New Zealand deepwater fishing stakeholders have proposed that, because their bottom trawling occurs exclusively in relation to seamounts in the SPRFMO Convention Area, and that commercially viable fish concentrations vary within and between seamounts, as do presumably the abundance of benthic species, spatial management measures should be based on individual seamounts (https://www.sprfmo.int/assets/Meetings/Meetings-2013-plus/SC-Meetings/2nd-SC-Meeting-2014/Papers/SC-02-INF-04-Management-by-Seafloor-Feature-of-Deepwater-Fisheries-in-the-South-Pacific-Ocean-b.pdf). That is, open and closed areas should be defined on an individual seamount basis, with a sufficient fraction of each seamount closed to ensure adequate protection of VMEs. Fishing stakeholders have argued for this approach because they believe that spatial management based on large, regular shaped areas (e.g., areas defined by 20-min of latitude and longitude) precludes them from fishing areas within closed areas that are not suitable for VMEs, and that it is not necessary to impose large closure areas that might extend over most or all of a seamount. Furthermore, with the accurate deployment of fishing gear using modern navigational methods, it is possible to effectively avoid relatively small closed areas where it is known that VMEs do occur on a seamount. The fishing stakeholders accept that in order for this strategy to be implemented it is necessary to map the distribution of VMEs at high-resolution on each seamount within the broader fishing area. As we have demonstrated through the present study, habitat suitability modeling using multibeam data and seafloor images can achieve this mapping goal.
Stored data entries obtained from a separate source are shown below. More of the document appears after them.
PR #1708, opened 2025-08-22
Support parsing `anyOf` from MCP tools

duguyue100:
Smolagents uses MCPAdapt, one problem is that it doesn't handle `anyOf` field from the input schema.

To mitigate this problem, I expanded `get_tool_json_schema` function that parses the argument properly. 

Here is an example of before and after the change:
Before:
```
    'lifecycle_stage': {'anyOf': [{'enum': ['development',
        'ideation',
        'r_and_d',
        'testing',
        'production',
        'retired'],
       'type': 'string'},
      {'type': 'null'}],
     'default': None,
     'description': 'The lifecycle stage of the Software.',
     'title': 'Lifecycle Stage',
     'type': 'string'},
```
After
```
    'lifecycle_stage': {'default': None,
     'description': 'The lifecycle stage of the Software',
     'title': 'Lifecycle Stage',
     'type': 'string',
     'nullable': True,
     'enum': ['development',
      'ideation',
      'r_and_d',
      'testing',
      'production',
      'retired']},
```

### DIFF
--- a/src/smolagents/models.py
+++ b/src/smolagents/models.py
@@ -246,8 +246,6 @@ def get_tool_json_schema(tool: Tool) -> dict:
     for key, value in properties.items():
         if value["type"] == "any":
             value["type"] = "string"
-        if "anyOf" in value and any(t["type"] == "null" for t in value["anyOf"]):
-            value["nullable"] = True
         if not ("nullable" in value and value["nullable"]):
             required.append(key)
 
@@ -257,6 +255,7 @@ def get_tool_json_schema(tool: Tool) -> dict:
             enum = None
             for t in value["anyOf"]:
                 if t["type"] == "null":
+                    value["nullable"] = True
                     continue
                 if t["type"] == "any":
                     types.append("string")


src/smolagents/models.py
```diff
@@ -246,8 +246,31 @@ def get_tool_json_schema(tool: Tool) -> dict:
...
+                else:
+                    types.append(t["type"])
+                if "enum" in t:  # assuming there is only one enum in anyOf
+                    enum = t["enum"]
+
+            value["type"] = types if len(types) > 1 else types[0]
+            if enum is not None:
+                value["enum"] = enum
+
+            value.pop("anyOf")
```
aymeric-roucher, line 271: Why this .pop?

src/smolagents/models.py
```diff
@@ -246,8 +246,31 @@ def get_tool_json_schema(tool: Tool) -> dict:
...
+
+        # parse anyOf
+        if "anyOf" in value:
+            types = []
+            enum = None
+            for t in value["anyOf"]:
+                if t["type"] == "null":
+                    continue
+                if t["type"] == "any":
+                    types.append("string")
```
aymeric-roucher, line 261: We have a type "any", why not use it?

src/smolagents/models.py
```diff
@@ -246,8 +246,31 @@ def get_tool_json_schema(tool: Tool) -> dict:
...
         if not ("nullable" in value and value["nullable"]):
             required.append(key)
+
+        # parse anyOf
+        if "anyOf" in value:
+            types = []
+            enum = None
+            for t in value["anyOf"]:
+                if t["type"] == "null":
+                    continue
```
aymeric-roucher, line 259: We have type "null", why not use it?

src/smolagents/models.py
duguyue100: If we parse `anyOf`, keeping it then results duplicated information. That's why we just pop the key after parsing it.

src/smolagents/models.py
duguyue100: This is covered by the `nullable` part above

src/smolagents/models.py
duguyue100: Please check line 247, this is how we parse Any all along, i'm just following the current practice here.

src/smolagents/models.py
```diff
@@ -246,8 +246,31 @@ def get_tool_json_schema(tool: Tool) -> dict:
     for key, value in properties.items():
         if value["type"] == "any":
             value["type"] = "string"
+        if "anyOf" in value and any(t["type"] == "null" for t in value["anyOf"]):
+            value["nullable"] = True
```
aymeric-roucher: One nit : put this `value["nullable"] = True` below under check `if t["type"] == "null":`

Then lgtm!

duguyue100: Good point, changed. Sorry for the delay, please check.

aymeric-roucher:
Failing tests are unrelated.

PR #2655, opened 2026-08-18
Fix MCP transport defaults for server lists

tandede:
## Summary

- normalize HTTP transport defaults for both single-server and multi-server MCP configurations
- validate transports inside server lists instead of only validating a top-level dictionary
- avoid mutating caller-owned configuration dictionaries
- share the behavior between `MCPClient` and `ToolCollection.from_mcp`

## Problem

`MCPClient` documents `streamable-http` as the default transport and accepts a list of server parameters. However, transport normalization only ran when the top-level value was a dictionary. A dictionary nested in a server list therefore reached MCPAdapt without a transport, where it defaulted to legacy SSE instead. Invalid transports in lists also bypassed smolagents' validation.

The previous normalization additionally inserted the default directly into the dictionary supplied by the caller, causing an unexpected input mutation.

This change prepares a new dictionary (and a new list for multi-server input), applies the documented default to every HTTP configuration, and validates every nested transport before opening a connection.

## Validation

- `python -m pytest tests/test_mcp_client.py tests/test_tools.py::TestToolCollection -q --tb=short` — 13 passed, 1 skipped
- full test suite — 960 passed, 66 skipped; one pre-existing external Mistral TLS assertion failed
- `ruff check examples src tests`
- `ruff format --check src tests`
- source distribution and wheel build


tandede:
Hi maintainers, I wanted to follow up on this PR in case it was overlooked. It corrects MCP transport defaults when server configurations are provided as a list and is ready for review. I’d be glad to address any feedback or add further validation if needed. Thank you!

PR #2660, opened 2026-08-19
Claude/smolagents sensitive data detection uvrgfk

antaizhang:


albertvillanova:

smolagents has accumulated a backlog of pull requests well past what we can review, and this one has had no activity for a long time. I am closing the inactive part of that backlog so the remaining queue is one we can actually review properly. This reflects our capacity, not the quality of your work.

**If you would still like this merged:** rebase it onto current `main` and leave a comment here. I will reopen it and review it. No re-submission needed.

We have also updated the contribution guidelines, which explain how we are trying to prevent this happening again: https://github.com/huggingface/smolagents/blob/main/CONTRIBUTING.md

albertvillanova:
Correction to my previous comment: I closed this with the wrong explanation, and the offer to reopen it on rebase does not apply here. Apologies for the confusion.

The actual reason is scope, not inactivity. smolagents stays deliberately small: the core ships primitives rather than integrations, and a substantial new subsystem is not something we can adopt without agreeing on it first. This change is large, was not requested, and has no accepted issue behind it. Every feature we merge is a feature we maintain.

**If you believe smolagents needs this,** open an issue describing the problem it solves and wait for the `status:accepted` label before writing code. If we accept it, a pull request is welcome. If we do not, you can publish it as a separate package or on the Hub.

PR #2664, opened 2026-08-20
Add Taskmarket tools with explicit human approval for spending

Wa-y-n-e:
## Summary

Adds a first-class Taskmarket integration for smolagents with a requester-safe spending flow.

The integration provides:
- public task discovery
- exact task preview before spending, including description, deliverables, reward, duration, wallet balance, Base network and USDC contract
- a configurable maximum spend cap
- host-side human authorization that is not exposed as an agent tool
- one-time approval with expiry
- protection against blind retries when a paid CLI command has ambiguous settlement
- live task status reads
- submission listing for human review only; no automatic accept/reject tools
- docs and tests

## Security model

Task creation uses the official `taskmarket` CLI and never accepts or reads private keys, seed phrases, or keystores.

Before a funded create call, the integration validates:
- Base Mainnet (`chainId=8453`)
- expected Base USDC contract
- configured maximum spend
- available USDC balance
- fresh explicit host-side authorization for the exact preview

Authorization is consumed before the paid command. If the CLI times out or returns an ambiguous payment result, the preview is marked ambiguous and cannot be re-authorized, preventing accidental double spend.

Submission tools are intentionally read-only and expose no automatic `accept` or `reject` operation.

## Tests

Locally verified:
- `pytest tests/test_taskmarket_tools.py -q` -> 8 passed
- `pytest tests/test_tool_validation.py -q` -> 16 passed
- `ruff check` on changed Python files -> passed
- `ruff format --check` on changed files -> passed
- `git diff --check` -> passed

The added tests cover spend caps, explicit authorization, one-time approval consumption, authorization expiry, wrong-network refusal, insufficient-balance refusal, ambiguous settlement handling, and read-only submission review.


albertvillanova:
Thank you for the time you put into this.

I am closing it because it is not something the project is looking to take on. smolagents stays deliberately small: the core ships primitives rather than integrations, and a substantial new subsystem is not something we can adopt without agreeing on it first. This change is large, was not requested, and has no accepted issue behind it.

That is not a judgement on the code. It is that every feature we merge is a feature we maintain, and we cannot take on the maintenance of one nobody has asked for.

**If you believe smolagents needs this,** the path is to open an issue describing the problem it solves and wait for the `status:accepted` label before writing code. If we accept it, a pull request is welcome. If we do not, you can publish it as a separate package or on the Hub, where it can evolve on your own schedule rather than ours.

The ensemble habitat suitability models for S. variabilis predicted that concentrations of relatively high abundances of this VME indicator taxon typically occur in the north/northwestern areas of the seamounts, and sometimes in southern areas. However, relatively high abundances of the coral (>5 live heads 25 m⁻²) were predicted to occur around the entire seamount at the summit-slope break, mostly on ridge-like features that extend down slope from the flat top of the seamount summit (860–2,000 m—maximum modeled depth). This result suggests that only the flat topped and soft sediment summits are relatively large and discrete areas of consistently low habitat suitability for S. variabilis, and thus where bottom fishing could occur with a low likelihood of encountering this VME indicator taxon. However, these areas are not generally favored by fishers. Fishing patterns revealed by logbook data and commercial fishers plotter lines differ between seamounts, but indicate that fishers tend to target either small localized hill features on the summits (e.g., Ghost, 39 South), or the upper slopes and flanks of seamounts (e.g., Valerie, JCM) where over 90% of tows occur away from the summit plateau on the flanks to depths of 1,200 m. Our habitat suitability models predict that areas of relatively high abundance of S. variabilis are likely to be encountered by bottom trawling the seamount flanks. Based on the results of the abundance models for this VME indicator taxon, and current knowledge of the areas of interest to fishers, designing spatial management measures on an individual seamount level would be problematic.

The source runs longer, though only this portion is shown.